Mr. Peña-Rodriguez was convicted by a Colorado jury of harassment and unlawful sexual contact. After the jury verdict was entered and the jury was discharged, two of the jurors approached defence counsel and claimed that one of the jurors (HC) had expressed anti-Hispanic sentiments. According to the affidavits of the two jurors who came forward, HC made a number of statements during deliberations that demonstrated racial bias against Peña-Rodriguez and his primary witness, both of whom are Hispanic. On this basis, Pena-Rodriguez filed a motion for a new trial. The trial court dismissed Peña-Rodriguez’s motion and declined to set aside the jury verdict and order a new trial. The court reasoned that, although there was apparent evidence of racial animus, HC’s statements did not justify an exception to Colorado Rule of Evidence 606(b), which restricts jurors from testifying about jury deliberations in proceedings inquiring into the validity of a verdict. The court’s dismissal of the motion was then affirmed by the Colorado Court of Appeals and the Colorado Supreme Court.

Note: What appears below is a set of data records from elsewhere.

PR #343, opened 2024-07-19
Added test for i18nProvider

### LINKED ISSUE #337: Add test for i18n context

D1nviz:
image


OliaHrytsak (approved):

code/src/context/i18n/I18nProvider.test.tsx
```diff
@@ -0,0 +1,125 @@
...
+
+    test("sets the locale correctly based on browser locale", () => {
+      Object.defineProperty(navigator, "language", {
+        value: "uk-UA",
+        configurable: true
+      });
+
+      renderWithProviders(<I18nPlayground />);
+
+      const localeDisplay = screen.getByTestId("localeDisplay");
```
dmtrth25: what do you think if we use `getByTestId("localeDisplay")` on the `beforeEach` block can we remove this ?
And also look at the other tests where it's present. I guess it can be removed

code/src/context/i18n/I18nProvider.test.tsx
```diff
@@ -0,0 +1,125 @@
...
+      jest.restoreAllMocks();
+    });
+
+    test("sets the locale correctly based on browser locale", () => {
+      Object.defineProperty(navigator, "language", {
+        value: "uk-UA",
+        configurable: true
+      });
+
+      renderWithProviders(<I18nPlayground />);
```
dmtrth25, line 82: also can remove this
It used in `beforeEach`

code/src/context/i18n/I18nProvider.test.tsx
D1nviz: We cannot move it to before each because these test cases differ. As you can see for some tests I must mock and render, for some I don't need this option. Also, for some cases, I need to define the properties of the navigator object, so I don't know how to use beforeEach here, they are different

image

dmtrth25: > We cannot move it to before each because these test cases differ. As you can see for some tests I must mock and render, for some I don't need this option. Also, for some cases, I need to define the properties of the navigator object, so I don't know how to use beforeEach here, they are different
> 
> image

Look. I'm not talk about moving it into `beforeEach` etc.
You are already has this on the `beforeEach`
image

Can remove that variable. I can show other your cases without using it just expect
image

I mean that can remove the variable here

dmtrth25 (approved):

mhevyk (approved):

mhevyk (approved):
Great work! Interesting playground solution :)

PR #347, opened 2024-07-20
Increased containers coverage

### LINKED ISSUE #319: Increase coverage for containers
image
image
image

image
image
image

image
image
image

heshvab:
Mutation coverage
image

Istanbul coverage
image

I haven't tested components inside of `dashboard-tabs`, because logic related to filters there is still in process of developing.

There is a mutant like this I can't cover. I also haven't found a way to not render Icon in a different way.
image


code/src/containers/language-select/LanguageSelect.test.tsx
```diff
@@ -1,17 +1,23 @@
-import { act, fireEvent, screen } from "@testing-library/react";
+import { act, fireEvent, screen, waitFor } from "@testing-library/react";
 
 import LanguageSelect from "@/containers/language-select/LanguageSelect";
 
+import { LOCAL_STORAGE_KEYS } from "@/constants/common";
 import locales from "@/constants/locales";
 import renderWithProviders from "@/utils/render-with-providers/renderWithProviders";
 
+jest.spyOn(window.localStorage.__proto__, "setItem");
```
mhevyk: `jest.spyOn(window.localStorage, "setItem")` does not work? As alternative we can use `spyOn(Storage.prototype, 'setItem')`, it look shorter:

https://stackoverflow.com/questions/11485420/how-to-mock-localstorage-in-javascript-unit-tests

code/src/containers/forms/sign-up-form/SignUpForm.test.tsx
```diff
@@ -25,6 +26,16 @@ const mockCloseModal = jest.fn();
...
 
+jest.mock("@/hooks/use-input-visibility/useInputVisibility", () => ({
+  __esModule: true,
+  default: jest
+    .fn()
+    .mockImplementation(
+      jest.requireActual("@/hooks/use-input-visibility/useInputVisibility")
+        .default
+    )
+}));
```
mhevyk, line 38: Why we need so complex mock here? just `jest.fn()` won't be enough?

OliaHrytsak (approved):

code/src/containers/language-select/LanguageSelect.test.tsx
heorhiiss: Thank you. For some reason, `jest.spyOn(window.localStorage, "setItem")` doesn't work. I changed that line with suggested `spyOn(Storage.prototype, 'setItem')`.

code/src/containers/forms/sign-up-form/SignUpForm.test.tsx
heorhiiss: I needed to make sure that one of the imports was called and at the same time not change its implementation. That is the only way I found that works well. In simpler case `jest.spy` could be used, but it doesn't work in this case, maybe because there are restrictions when using it with imports.

D1nviz (approved):

code/src/containers/forms/sign-up-form/SignUpForm.test.tsx
mhevyk: Ok, i got it! Unconventional solution! But I recommend adding a comment to it to avoid unpurposly deleting by other developer

heorhiiss: Added a comment as you suggested.

mhevyk (approved):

Evidentiary rules generally protect statements made during jury deliberations from being the subject of testimony. In dismissing the motion, the trial court relied on Rule 606(b) and the common-law principle that a juror cannot impeach a jury verdict, which had also been established as a Federal Rule of Evidence by Congress in 1975. While the rule is intended to protect the sanctity of jury deliberations and afford finality to their verdict, several states had adopted this rule with flexibility, allowing for exceptions in certain compelling circumstances.
On appeal to the Supreme Court of the United States, the primary issue was whether allowing for an exception to the no-impeachment rule in instances of racial bias properly balanced the purpose of the rule with the accused’s right to a fair and impartial trial. SCOTUS ultimately reversed the decision of the courts below and remanded the case. Next, the trial court will consider the two jurors’ testimony to determine whether HC’s alleged racial prejudice demands ordering a new trial for Peña-Rodriguez.

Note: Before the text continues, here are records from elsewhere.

PR #354, opened 2024-07-22
Tests for useFiltersWithApply and related utils

### LINKED ISSUE #341: Add tests for filter-related functionality (part one)
Add tests for useFiltersWithApply and all related utils

mhevyk:
Next part of tests for filter functionalities will be added in #355

Unit tests:
image
image

Mutation tests:
image
image


D1nviz (approved):

code/src/utils/time-span-to-date-range/timeSpanToDateRange.test.ts
```diff
@@ -0,0 +1,38 @@
...
+
+  afterAll(() => {
+    jest.useRealTimers();
+  });
+
+  test.each(testCases)(
+    "returns correct date range for %s",
+    (timeSpan, expectedStart) => {
+      const { start, end } = timeSpanToDateRange(timeSpan as TimeSpan);
+      console.log({ start, end });
```
D1nviz: remove `console.log`

code/src/hooks/use-filters-with-apply/useFiltersWithApply.test.ts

SCOTUS held that the Sixth Amendment, which safeguards the rights of the accused in criminal proceedings, constitutionally protects against allowing racial bias to be a significant animating factor in a juror’s finding of guilt. This is supported by other procedural protections afforded to the criminal defendant that seek to eliminate the possibility for racially motivated prejudice, such as the prohibition against excluding a juror simply because they are a racial minority. Any influence of racial animus in proceedings is thought to seriously undermine the fair administration of justice and the appearance thereof. Pursuant to this decision, courts may now exercise judicial discretion to order a new trial where there is sufficient evidence that racial stereotypes or bias were a significant motivating factor in a juror’s decision to convict.
Chief Justice Roberts and Justices Alito and Thomas dissented, expressing concern that the majority had not adequately considered the risk their decision would have on the stability of jury verdict and jurors’ freedom to discuss cases openly and frankly. The majority’s decision also refrained from elucidating a specific standard by which the court can determine whether a new trial is required. While the majority suggested a relatively high bar for a new trial and a significant degree of judicial discretion, noting that not every distasteful comment by a juror will require a new trial, it is unclear exactly what level of racial bias will meet the threshold or if other types of bias will warrant consideration. However, what the majority’s decision makes abundantly clear is that racial prejudice is a serious threat to the justice system and there is no absolute bar on considering a juror’s testimony related to allegations of racial prejudice during jury deliberations.